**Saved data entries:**
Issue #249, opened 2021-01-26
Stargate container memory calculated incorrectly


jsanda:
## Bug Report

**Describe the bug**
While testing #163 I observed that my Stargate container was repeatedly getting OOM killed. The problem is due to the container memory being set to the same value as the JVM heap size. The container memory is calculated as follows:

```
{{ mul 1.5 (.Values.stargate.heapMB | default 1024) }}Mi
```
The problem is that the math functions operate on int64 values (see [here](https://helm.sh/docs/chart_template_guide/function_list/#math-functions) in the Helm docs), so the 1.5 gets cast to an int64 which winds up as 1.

**Problem to work on:** Scan the data above for the word "memory" and report every line where it is found.

**Problem solution:**
Stargate container memory calculated incorrectly
While testing #163 I observed that my Stargate container was repeatedly getting OOM killed. The problem is due to the container memory being set to the same value as the JVM heap size. The container memory is calculated as follows:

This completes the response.